[WHAT IS NEEDED]: Please copy each line in the records below that contains the string "System".

Items from a dataset
┌──
PR #928, opened 2019-11-27
RunAndGun compatibility, prevent mobile reload attempts

### LINKED ISSUE #782: Unable to reload when fleeing (Run'n'Gun)
There is a mod called Run and Gun by roloo (https://steamcommunity.com/sharedfiles/filedetails/?id=1204108550). Probably, you know what it does - ability to shoot while moving. That issue is appear when using both Combat Extended and Run'n'Gun.
Enemies are able to reload and shoot when moving and attacking. Able to shoot when fleeing. But unable to reload when fleeing. They start infinite reload loop. When ammo depleted in weapon, they start to reload then immediately stops and starts to reload again. I can see "Reload" text spam on top of colonist.
I don't know what is the issue. But I think there is a check in Combat Extended that prevents successful reloading. Just want to ask for some kind of a fix.

Dyrewulfe:
This seems like the easiest way to fix this. Being able to reload some weapons while moving would be cool and all, but that would only be realistic for some weapons. And more work than I'm interesting in putting in.

This approach, at least, fixes the conflict.

Closes #782

### DIFF
--- a/Source/CombatExtended/CombatExtended/Comps/CompAmmoUser.cs
+++ b/Source/CombatExtended/CombatExtended/Comps/CompAmmoUser.cs
@@ -22,6 +22,7 @@ namespace CombatExtended
 
         public Building_TurretGunCE turret;         // Cross-linked from CE turret
 
+        internal static Type rgStance = null;       // RunAndGun compatibility, set in relevent patch if needed
         #endregion
 
         #region Properties
@@ -294,6 +295,10 @@ namespace CombatExtended
                 turret.TryOrderReload();
                 return;
             }
+
+            // R&G compatibility, prevents an initial attempt to reload while moving
+            if (Wielder.stances.curStance.GetType() == rgStance)
+                return;
 
             if (UseAmmo)
             {
--- a/Source/CombatExtended/Harmony/Compatibility/Harmony-RunAndGun.cs
+++ b/Source/CombatExtended/Harmony/Compatibility/Harmony-RunAndGun.cs
@@ -1,0 +1,98 @@
+﻿using Harmony;
+using RimWorld;
+using System.Collections.Generic;
+using System.Linq;
+using System.Reflection;
+using Verse;
+using System.Reflection.Emit;
+using System;
+
+
+namespace CombatExtended.Harmony.Compatibility
+{
+    [HarmonyPatch]
+    class Harmony_Compat_RunAndGun
+    {
+        static readonly string logPrefix = Assembly.GetExecutingAssembly().GetName().Name + " :: ";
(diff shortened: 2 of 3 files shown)


Dyrewulfe:
Hold this open for now. I think the changes can be isolated to the Harmony namespace.

Source/CombatExtended/Harmony/Compatibility/Harmony-RunAndGun.cs
```diff
@@ -0,0 +1,95 @@
...
+using System;
+
+
+namespace CombatExtended.Harmony.Compatibility
+{
+    [HarmonyPatch]
+    class Harmony_Compat_RunAndGun
+    {
+        static readonly string logPrefix = Assembly.GetExecutingAssembly().GetName().Name + " :: ";
+        static readonly Assembly ass = AppDomain.CurrentDomain.GetAssemblies().
```
NoImageAvailable: I approve of this variable naming

Source/CombatExtended/CombatExtended/Comps/CompAmmoUser.cs
```diff
@@ -295,6 +296,10 @@ public void TryStartReload()
                 return;
             }
 
+            // R&G compatibility, prevents an initial attempt to reload while moving
+            if (Wielder.stances.curStance.GetType() == rgStance)
```
NoImageAvailable: What exactly is the purpose behind rgStance, to check if the shooter is currently shooting while moving? If so it might be better to simply check current movement speed, which is how a number of other Run and Gun/GiddyUp compatibility features are done.

Dyrewulfe: Just testing for the pawn being in motion blocks manually issued reloads while moving, sadly.

NoImageAvailable: Don't manually ordered reloads stop the pawn already? I imagine this can be circumvented by applying the check to automatically triggered reloads only or else by stopping the pawn as part of the gizmo.

Source/CombatExtended/Harmony/Compatibility/Harmony-RunAndGun.cs
Dyrewulfe: It's one of my favorite things about writing these patches targeting unreferenced assemblies, honestly.

Source/CombatExtended/CombatExtended/Comps/CompAmmoUser.cs
NoImageAvailable: Conversation resolved via Discord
└──
[ANSWER SPACE]:
+using System.Collections.Generic;
+using System.Linq;
+using System.Reflection;
+using System.Reflection.Emit;
+using System;
+using System;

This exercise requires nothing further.